What is being asked
Scan the entries and copy each line where the word "default" is present.

Stored items

● ● ●

PR #865, opened 2022-11-30
Accordion RTL Conversion - RSC-1222

rjp99:
https://issues.sonatype.org/browse/RSC-1222


lib/src/components/NxAccordion/__tests__/NxAccordion.test.tsx
```diff
@@ -5,277 +5,221 @@
...
+      <NxAccordion>
+        <NxAccordion.Header>
+          <span className='foo'>Foo</span>
+        </NxAccordion.Header>
+        <span className='bar'>Bar</span>
+      </NxAccordion>
+    );
+
+    expect(container.querySelector('.nx-accordion__header .foo')).toBeInTheDocument();
+    expect(container.querySelector('.nx-accordion__content .bar')).toBeInTheDocument();
```
rpokorny, line 61: Rather than testing that it's in `.nx-accordion__content`, I'd test that it's in the accordion in general, and that it's not in the `<summary>` element

lib/src/components/NxAccordion/__tests__/NxAccordion.test.tsx
```diff
@@ -5,277 +5,221 @@
...
-          }),
-          wrapper = component.find('summary').children();
-
-      expect(wrapper.children().first()).toMatchSelector(NxFontAwesomeIcon);
-      expect(wrapper.children().at(1)).toMatchSelector('span');
-      expect(wrapper.children().last()).toMatchSelector('div');
-
-      expect(wrapper.find(NxFontAwesomeIcon)).toHaveClassName('nx-accordion__chevron');
+      expect(container.querySelector('#headerId')).toBeInTheDocument();
+      expect(container.querySelector('.nx-accordion__summary-wrapper')).toBeInTheDocument();
```
rpokorny, line 75: This class is an impl detail

lib/src/components/NxAccordion/__tests__/NxAccordion.test.tsx
```diff
@@ -5,277 +5,221 @@
...
-            children: (
-              <NxAccordion.Header>
-                <span>Foo</span>
-              </NxAccordion.Header>
-            )
-          }),
-          explicitOpenHeader = explicitOpenComponent.find('summary');
-
-      expect(explicitOpenHeader.find(NxFontAwesomeIcon)).toHaveProp('icon', faChevronCircleDown);
+    it('sets the nx-accordion__header class along with any provided className on the header', function() {
```
rpokorny, line 78: `.nx-accordion__header` is an impl detail.  I'd replace this with our usual style of test for custom classnames that checks that all classes present without a custom classname are also still present with a custom classname.

lib/src/components/NxAccordion/__tests__/NxAccordion.test.tsx
```diff
@@ -5,277 +5,221 @@
...
-            children: (
-              <NxAccordion.Header>
-                <span>Foo</span>
-              </NxAccordion.Header>
-            )
-          }),
-          header = component.find('summary');
-
-      expect(header.find(NxFontAwesomeIcon)).toHaveProp('icon', faChevronCircleUp);
+    it('renders an icon with nx-accordion__chevron class as the first child of the header wrapper', function() {
```
rpokorny, line 93: Impl/visual detail

lib/src/components/NxAccordion/__tests__/NxAccordion.test.tsx
```diff
@@ -5,277 +5,221 @@
...
+        const { container } = render(
+          <NxAccordion onToggle={onToggle} open={false}>
+            <NxAccordion.Header>
+              <span>Foo</span>
+            </NxAccordion.Header>
+          </NxAccordion>,
+          { baseElement: divContainer as HTMLElement }
+        );
+
+        const header = container.querySelector('summary') as HTMLElement;
```
rpokorny, line 148:
```suggestion
        const header = container.querySelector<HTMLElement>('summary');
```

lib/src/components/NxAccordion/__tests__/NxAccordion.test.tsx
```diff
@@ -5,277 +5,221 @@
...
+    rerender(
+      <NxAccordion>
+        <NxAccordion.Header>
+          <span className='foo'>Foo</span>
+        </NxAccordion.Header>
+        <span className='bar'>Bar</span>
+      </NxAccordion>
+    );
+
+    expect(container.querySelector('.nx-accordion__header .foo')).toBeInTheDocument();
```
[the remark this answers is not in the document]
rjp99: > Content in the header isn't part of this particular test

Removed here: 26910c530b16aefd690112d7d281c3efa3a0b3b0

lib/src/components/NxAccordion/__tests__/NxAccordion.test.tsx
rjp99: > Rather than testing that it's in `.nx-accordion__content`, I'd test that it's in the accordion in general, and that it's not in the `<summary>` element

Like this? ad3b1d55d33707c24cabbaad0ac7cddeae469eab

lib/src/components/NxAccordion/__tests__/NxAccordion.test.tsx
rjp99: > This class is an impl detail

Removed here: 7907f12daefbcc73441d1fc90f29256059f91c55

lib/src/components/NxAccordion/__tests__/NxAccordion.test.tsx
```diff
@@ -5,277 +5,204 @@
...
+  it('sets the provided className', function() {
+    const el = renderEl()!;
+    const customEl = renderEl({ className: 'foo' })!;
+
+    expect(customEl).toHaveClass('foo');
+
+    for (const cls of Array.from(el.classList)) {
+      expect(customEl).toHaveClass(cls);
+    }
   });
```
rjp99, line 36: @rpokorny Didn't know how to link this in your other comment, but is this what you meant by _'I'd replace this with our usual style of test for custom classnames that checks that all classes present without a custom classname are also still present with a custom classname.'_?

lib/src/components/NxAccordion/__tests__/NxAccordion.test.tsx
rjp99: > Impl/visual detail

Removed here: e1c2b242c83f8888f450bbca8a272c9a7a237698

lib/src/components/NxAccordion/__tests__/NxAccordion.test.tsx
```diff
@@ -5,277 +5,221 @@
...
+          </NxAccordion.Header>
+        ) });
+
+      expect(container.querySelector('.nx-accordion__header')).toHaveAttribute('aria-controls', 'foo');
     });
   });
 
   describe('onToggle', function() {
-    let mountContainer: HTMLElement | null = null;
+    let divContainer: HTMLElement | null = null;
```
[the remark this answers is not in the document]
rjp99: > Creating a distinct container element for each render is actually what RTL does by default, so we don't need to do this manually anymore

Removed it here: ba71c22ad1b1609a2f2b213b8903e8a94169d4ca

lib/src/components/NxAccordion/__tests__/NxAccordion.test.tsx
```diff
@@ -5,277 +5,221 @@
...
+          { baseElement: divContainer as HTMLElement }
+        );
+
+        const header = container.querySelector('summary') as HTMLElement;
 
         expect(onToggle).not.toHaveBeenCalled();
 
-        act(function() {
-          header.getDOMNode().dispatchEvent(createClickEvent());
+        await act(async function() {
```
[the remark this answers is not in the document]
rjp99: > Using `act` is almost never necessary with RTL. Was it actually necessary here for some reason?

I just assumed it was needed, but worked without it: d651816435232a9bab4a73d5061c504318928c13

lib/src/components/NxAccordion/__tests__/NxAccordion.test.tsx
rpokorny: > Like this? https://github.com/sonatype/sonatype-react-shared-components/commit/ad3b1d55d33707c24cabbaad0ac7cddeae469eab

Close but not quite.  `.nx-accordion` is also an implementation detail.  I'd just check that `.bar` is present in the rendered output at all (in addition to checking that `summary .bar` isn't)

lib/src/components/NxAccordion/__tests__/NxAccordion.test.tsx
rpokorny: > Removed here: https://github.com/sonatype/sonatype-react-shared-components/commit/7907f12daefbcc73441d1fc90f29256059f91c55

The test name indicates that it checks whether the header renders a `<summary>`.  I don't see that happening.  In addition, the test name still talks about `.nx-accordion__summary-wrapper`.  That part should be removed.

lib/src/components/NxAccordion/__tests__/NxAccordion.test.tsx
rpokorny: > I think the custom classnames test is already added:

If I understand what you're linking to correctly, that's the classname test for `NxAccordion`.  You also need one for `NxAccordion.Header`.

lib/src/components/NxAccordion/__tests__/NxAccordion.test.tsx
rjp99: > > Removed here: [7907f12](https://github.com/sonatype/sonatype-react-shared-components/commit/7907f12daefbcc73441d1fc90f29256059f91c55)
> 
> The test name indicates that it checks whether the header renders a `<summary>`. I don't see that happening. In addition, the test name still talks about `.nx-accordion__summary-wrapper`. That part should be removed.

Added here: 735be7af5df2ea43ca7885546fb8c2a3593882e0

lib/src/components/NxAccordion/__tests__/NxAccordion.test.tsx
rpokorny: > Added here: https://github.com/sonatype/sonatype-react-shared-components/commit/6bab09f43a65a7fe9dee14d24d331842795c88d2

The test needs to add the `foo` class to the header, not the accordion.  And the comparison with the default classes needs to be done across the header elements, not the accordion elements.

rjp99: > > Added here: [6bab09f](https://github.com/sonatype/sonatype-react-shared-components/commit/6bab09f43a65a7fe9dee14d24d331842795c88d2)
> 
> The test needs to add the `foo` class to the header, not the accordion. And the comparison with the default classes needs to be done across the header elements, not the accordion elements.

Updated here: 254a5eecf167c8f59dd9b9a0d73a5aa91cc15a31

lib/src/components/NxAccordion/__tests__/NxAccordion.test.tsx
```diff
@@ -5,313 +5,210 @@
...
+import NxButton from '../../NxButton/NxButton';
+import { render } from '@testing-library/react';
 
 describe('NxAccordion', function() {
-  const getShallowComponent = enzymeUtils.getShallowComponent<Props>(NxAccordion, {}),
-      getMountedComponent = enzymeUtils.getMountedComponent<Props>(NxAccordion, {});
+  const quickRender = rtlRender(NxAccordion, {});
+  const renderEl = rtlRenderElement(NxAccordion, {});
 
   it('renders a <details> element with the provided props', function() {
```
rpokorny, line 20: This isn't currently testing that it's a `<details>` element like the test name claims.  Given that `<details>` and `<summary>` are kinda specific elements, and I don't really think the `group`/`button` roles do them justice, I'm inclined to say that the actual tag names are more than impl details here and should in fact be tested.

lib/src/components/NxAccordion/__tests__/NxAccordion.test.tsx
```diff
@@ -5,313 +5,210 @@
...
-    const component = getShallowComponent({ id: 'foo', open: true, title: 'test title' });
-
-    expect(component).toMatchSelector('details#foo');
-    expect(component).toHaveProp('open', true);
-    expect(component).toHaveProp('title', 'test title');
+    expect(quickRender({ id: 'foo' }).getByRole('group')).toHaveAttribute('id', 'foo');
```
rpokorny, line 21: We don't just want to test that some child is a `group` with the expected id, we want to test that the _top level element_ is a `group` with the expected id.

lib/src/components/NxAccordion/__tests__/NxAccordion.test.tsx
```diff
@@ -5,313 +5,210 @@
...
+    expect(customEl).toHaveClass('foo');
+
+    for (const cls of Array.from(el.classList)) {
+      expect(customEl).toHaveClass(cls);
+    }
   });
 
   it('sets an id if none is specified', function() {
-    expect(getShallowComponent().prop('id')).toBeTruthy();
+    expect(quickRender().getByRole('group')).toHaveAttribute('id');
```
rpokorny, line 38: Check the top-level element (`renderEl` would be the most convenient way)

lib/src/components/NxAccordion/__tests__/NxAccordion.test.tsx
```diff
@@ -5,313 +5,210 @@
...
-        ),
-        childrenWrapper = component.find('.nx-accordion__content');
-
-    expect(childrenWrapper).toExist();
-    expect(childrenWrapper).toContainReact(<span>Bar</span>);
-    expect(childrenWrapper).not.toContainReact(<span>Foo</span>);
+  it('renders non-header children in content wrapper', function() {
+    const { rerender, container } = quickRender();
+
+    rerender(
```
rpokorny, line 50: Why `rerender` as opposed to setting the desired children in `quickRender`

lib/src/components/NxAccordion/__tests__/NxAccordion.test.tsx
```diff
@@ -5,313 +5,210 @@
...
-              <NxAccordion.Header>
-                <span>Foo</span>
-              </NxAccordion.Header>
-            )
-          }),
-          header = component.find('summary');
-
-      expect(header.find(NxFontAwesomeIcon)).toHaveProp('icon', faChevronCircleUp);
+    it('renders the NxAccordion.Header as a <summary>', function() {
+      const { container } = quickRender({ children:
```
rpokorny, line 78: Check the top element specifically, using `renderEl`

lib/src/components/NxAccordion/__tests__/NxAccordion.test.tsx
rjp99: > We don't just want to test that some child is a `group` with the expected id, we want to test that the _top level element_ is a `group` with the expected id.

Like this? 2caf1192854b872e28771e153d04634e4cf24e1e

lib/src/components/NxAccordion/__tests__/NxAccordion.test.tsx
rjp99: > This isn't currently testing that it's a `<details>` element like the test name claims. Given that `<details>` and `<summary>` are kinda specific elements, and I don't really think the `group`/`button` roles do them justice, I'm inclined to say that the actual tag names are more than impl details here and should in fact be tested.

Updated here: 61fc75e0ae0e643c61c58c1a4d8f12224dc4e646

lib/src/components/NxAccordion/__tests__/NxAccordion.test.tsx
rpokorny: > Like this? https://github.com/sonatype/sonatype-react-shared-components/commit/2caf1192854b872e28771e153d04634e4cf24e1e

That's one way.  I would have just used `renderEl` instead of `quickRender` though.  I mispoke slightly above as (related to some of my other comments) the `group` role isn't that important here and I'd rather we check the element tag name instead.  So in summary, I think this test should use `renderEl` to get the top-level element, and then test that that element is a `details` and that its id is `foo`.

lib/src/components/NxAccordion/__tests__/NxAccordion.test.tsx
rjp99: > Check the top-level element (`renderEl` would be the most convenient way)

Does this just test the top-level element? 94c174e048866249ef04e2a58a2b2e43860c8cc4

rpokorny: > Does this just test the top-level element? https://github.com/sonatype/sonatype-react-shared-components/commit/94c174e048866249ef04e2a58a2b2e43860c8cc4

Yes.  `renderEl(...)` is equivalent to `quickRender(...).container.firstElementChild`.

lib/src/components/NxAccordion/__tests__/NxAccordion.test.tsx
rjp99: > using

Not sure if I did it right, but I tried something like this for the first child but it didn't work with renderEl
`expect(el.firstChild!).tagName.toBe('SUMMARY');`
b77c174cead31780dc234f12837628a25254fe80

lib/src/components/NxAccordion/__tests__/NxAccordion.test.tsx
rjp99: > Why `rerender` as opposed to setting the desired children in `quickRender`?

Updated here: f681812b1f772f51d259d2abc4ec028c24d8a3be

lib/src/components/NxAccordion/__tests__/NxAccordion.test.tsx
rjp99: > > Like this? [2caf119](https://github.com/sonatype/sonatype-react-shared-components/commit/2caf1192854b872e28771e153d04634e4cf24e1e)
> 
> That's one way. I would have just used `renderEl` instead of `quickRender` though. I mispoke slightly above as (related to some of my other comments) the `group` role isn't that important here and I'd rather we check the element tag name instead. So in summary, I think this test should use `renderEl` to get the top-level element, and then test that that element is a `details` and that its id is `foo`.

Updated here: 24a336d3c82d2224871268ce37740dc8275c6565

lib/src/components/NxAccordion/__tests__/NxAccordion.test.tsx
```diff
@@ -5,313 +5,212 @@
...
+    expect(el.getByRole('group')).toBe(el.container.firstChild);
+    expect(el.getByRole('group')).toHaveAttribute('id', 'foo');
 
-    expect(component).toMatchSelector('details#foo');
-    expect(component).toHaveProp('open', true);
-    expect(component).toHaveProp('title', 'test title');
+    expect(renderEl({ open: true })).toHaveAttribute('open');
+    expect(renderEl({ title: 'test title' })).toHaveAttribute('title', 'test title');
+
+    expect(quickRender({ open: true }).getByRole('group').tagName).toBe('DETAILS');
```
rpokorny: This is over-complicated.  This is what I've been trying to suggest:
```
  it('renders a <details> element with the provided props', function() {
    const el = renderEl({ id: 'foo', open: true })!;
    expect(el.tagName).toBe('DETAILS');
    expect(el).toHaveAttribute('id', 'foo');
    expect(el).toHaveAttribute('open', 'true');
  });

```

lib/src/components/NxAccordion/__tests__/NxAccordion.test.tsx
```diff
@@ -5,313 +5,212 @@
...
-              <NxAccordion.Header>
-                <span>Foo</span>
-              </NxAccordion.Header>
-            )
-          }),
-          header = component.find('summary');
-
-      expect(header.find(NxFontAwesomeIcon)).toHaveProp('icon', faChevronCircleUp);
+    it('renders the NxAccordion.Header as a <summary>', function() {
+      const el = renderEl({ children:
```
rpokorny, line 77: Don't forget you redefined `renderEl` in the Header `describe` block.  So by specifying an `NxAccordion.Header` in the `children` here, you are rendering a header nested inside another header.  Same in the next test below

lib/src/components/NxAccordion/__tests__/NxAccordion.test.tsx
```diff
@@ -5,313 +5,212 @@
...
+        (
+          <NxAccordion.Header id="headerId">
+            <span>Foo</span>
+          </NxAccordion.Header>
+        )})!;
+      expect(el.querySelector('#headerId')!.tagName).toBe('SUMMARY');
+      expect(el.querySelector('summary')).toBeInTheDocument();
```
rpokorny, line 84: This is overcomplicated/imprecise similarly to the "renders a <details> element with the provided props" test above.  I recommend fixing it similarly to what I recommended in https://github.com/sonatype/sonatype-react-shared-components/pull/865/files#r1048612547

lib/src/components/NxAccordion/__tests__/NxAccordion.test.tsx
rjp99: > This is over-complicated. This is what I've been trying to suggest:
> 
> ```
>   it('renders a <details> element with the provided props', function() {
>     const el = renderEl({ id: 'foo', open: true })!;
>     expect(el.tagName).toBe('DETAILS');
>     expect(el).toHaveAttribute('id', 'foo');
>     expect(el).toHaveAttribute('open', 'true');
>   });
> ```

Okay, that makes sense. d1ec88c521ffb315c0e189bb34198c0fee01e927

lib/src/components/NxAccordion/__tests__/NxAccordion.test.tsx
rjp99: > Don't forget you redefined `renderEl` in the Header `describe` block. So by specifying an `NxAccordion.Header` in the `children` here, you are rendering a header nested inside another header. Same in the next test below

Updated the renderEl here: 0176eb8acf4d984deb4cb1a18659eb0341fe65b6

lib/src/components/NxAccordion/__tests__/NxAccordion.test.tsx
rjp99: > This is overcomplicated/imprecise similarly to the "renders a `<details>` element with the provided props" test above. I recommend fixing it similarly to what I recommended in https://github.com/sonatype/sonatype-react-shared-components/pull/865/files#r1048612547

Updated here: 0176eb8acf4d984deb4cb1a18659eb0341fe65b6

lib/src/components/NxAccordion/__tests__/NxAccordion.test.tsx
```diff
@@ -5,313 +5,202 @@
...
   it('renders a <details> element with the provided props', function() {
-    const component = getShallowComponent({ id: 'foo', open: true, title: 'test title' });
-
-    expect(component).toMatchSelector('details#foo');
-    expect(component).toHaveProp('open', true);
-    expect(component).toHaveProp('title', 'test title');
+    const el = renderEl({ id: 'foo', open: true })!;
+    expect(el.tagName).toBe('DETAILS');
+    expect(el).toHaveAttribute('id', 'foo');
+    expect(el).toHaveAttribute('open');
```
rpokorny, line 24: Since the `open` attr is especially crucial, I think we should have a separate test testing that it is set correctly for all possible values of the corresponding prop (`true`, `false`, and `undefined`).

lib/src/components/NxAccordion/__tests__/NxAccordion.test.tsx
```diff
@@ -5,313 +5,202 @@
...
+    const customEl = renderEl({ className: 'foo' })!;
+
+    expect(customEl).toHaveClass('foo');
+
+    for (const cls of Array.from(el.classList)) {
+      expect(customEl).toHaveClass(cls);
+    }
   });
 
   it('sets an id if none is specified', function() {
```
rpokorny, line 38: Rather than this test, I think what we really need is additional testing of the `aria-controls` on the header, for the case where an explicit id was not used.

lib/src/components/NxAccordion/__tests__/NxAccordion.test.tsx
```diff
@@ -5,313 +5,202 @@
...
-    expect(childrenWrapper).toContainReact(<span>Bar</span>);
-    expect(childrenWrapper).not.toContainReact(<span>Foo</span>);
+  it('renders non-header children in content wrapper', function() {
+    const { container } = quickRender({ children: (
+      <NxAccordion.Header>
+        <span>Foo</span>
+      </NxAccordion.Header>
+
+    ),
+    className: 'bar' });
```
rpokorny, line 55: Something got messed up here.  The `bar` class needs to be applied to non-header children, not to the accordion itself

lib/src/components/NxAccordion/__tests__/NxAccordion.test.tsx
```diff
@@ -5,313 +5,202 @@
...
-          autoId = autoIdAccordion.prop('id');
-
-      expect(explicitIdAccordion.find('summary')).toHaveProp('aria-controls', 'foo');
-      expect(autoIdAccordion.find('summary')).toHaveProp('aria-controls', autoId);
+      const { container } = quickRender({ id: 'foo',
+        children: (
+          <NxAccordion.Header>
+            <span>Foo</span>
+          </NxAccordion.Header>
+        ) });
```
rpokorny, line 87:
```suggestion
      const { container } = quickRender({ 
        id: 'foo',
        children: (
          <NxAccordion.Header>
            <span>Foo</span>
          </NxAccordion.Header>
        ) 
      });
```

rpokorny:
It's not clear in the ticket, but I think this JIRA ticket was intended to convert the `NxStatefulAccordion` tests too.  Since this PR is already so far along let's create a subtask for that and do it separately.

lib/src/components/NxAccordion/__tests__/NxAccordion.test.tsx
rjp99: > Since the `open` attr is especially crucial, I think we should have a separate test testing that it is set correctly for all possible values of the corresponding prop (`true`, `false`, and `undefined`).

Added the test: e2508b1fddf6f6ae84c2ee5bb5ae1eecf2a4cd60

lib/src/components/NxAccordion/__tests__/NxAccordion.test.tsx
rjp99: > 

Added it here: 7bd9b2c0b3e19a89c13646166fef04205e303e4a

lib/src/components/NxAccordion/__tests__/NxAccordion.test.tsx
rjp99: > Something got messed up here. The `bar` class needs to be applied to non-header children, not to the accordion itself

Fixed here: 323786008e9a71801d1165fd650fa9b0c4cc49b5

rpokorny: > Fixed here: https://github.com/sonatype/sonatype-react-shared-components/commit/323786008e9a71801d1165fd650fa9b0c4cc49b5

Why'd you switch it away from `quickRender`?

lib/src/components/NxAccordion/__tests__/NxAccordion.test.tsx
rpokorny: > Added it here: https://github.com/sonatype/sonatype-react-shared-components/commit/7bd9b2c0b3e19a89c13646166fef04205e303e4a

The ids are randomly/dynamically generated.  Hardcoding the value it might be is definitely not going to work.  The test should just test that the value of `aria-controls` and the `id` of the accordion match and are truthy, not that they are any specific value.

lib/src/components/NxAccordion/__tests__/NxAccordion.test.tsx
rjp99: > > Fixed here: [3237860](https://github.com/sonatype/sonatype-react-shared-components/commit/323786008e9a71801d1165fd650fa9b0c4cc49b5)
> 
> Why'd you switch it away from `quickRender`?

Because when I quickRender and then specify an Accordion within it would that be rendering an accordion within an accordion similar to what I was doing with the headers before?

lib/src/components/NxAccordion/__tests__/NxAccordion.test.tsx
rjp99: > > Added it here: [7bd9b2c](https://github.com/sonatype/sonatype-react-shared-components/commit/7bd9b2c0b3e19a89c13646166fef04205e303e4a)
> 
> The ids are randomly/dynamically generated. Hardcoding the value it might be is definitely not going to work. The test should just test that the value of `aria-controls` and the `id` of the accordion match and are truthy, not that they are any specific value.

Updated: 91d01901daf3ebdebbac2d98fb6a2d7c5cf78b5f

lib/src/components/NxAccordion/__tests__/NxAccordion.test.tsx
rpokorny: > Because when I quickRender and then specify an Accordion within it would that be rendering an accordion within an accordion similar to what I was doing with the headers before?

So don't add an extra layer of accordions.  Do it like you had at the beginning of this thread, but remove the `className: 'bar'` from the `quickRender` properties and add an element with `className="bar"` as a sibling to the `NxAccordion.Header`.

Oh, you'll need a fragment to wrap the header and sibling.  Is that what was tripping you up?

rjp99: > > Because when I quickRender and then specify an Accordion within it would that be rendering an accordion within an accordion similar to what I was doing with the headers before?
> 
> So don't add an extra layer of accordions. Do it like you had at the beginning of this thread, but remove the `className: 'bar'` from the `quickRender` properties and add an element with `className="bar"` as a sibling to the `NxAccordion.Header`.
> 
> Oh, you'll need a fragment to wrap the header and sibling. Is that what was tripping you up?

Yeah when I do this: 
`const { container } = quickRender(
      <>
        <NxAccordion.Header>
          <span>Foo</span>
        </NxAccordion.Header>
        <span className='bar'>Bar</span>
      </>
    );`

I get that it has a value of null

rpokorny: > Yeah when I do this:
const { container } = quickRender( <> <NxAccordion.Header> <span>Foo</span> </NxAccordion.Header> <span className='bar'>Bar</span> </> );
>
> I get that it has a value of null

Don't forget that the parameter to `quickRender` should be the entire props object, not just the children.  I have pushed a commit that addresses this.

rpokorny (approved):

● ● ●

Task answer
rjp99: > Creating a distinct container element for each render is actually what RTL does by default, so we don't need to do this manually anymore
The test needs to add the `foo` class to the header, not the accordion.  And the comparison with the default classes needs to be done across the header elements, not the accordion elements.
> The test needs to add the `foo` class to the header, not the accordion. And the comparison with the default classes needs to be done across the header elements, not the accordion elements.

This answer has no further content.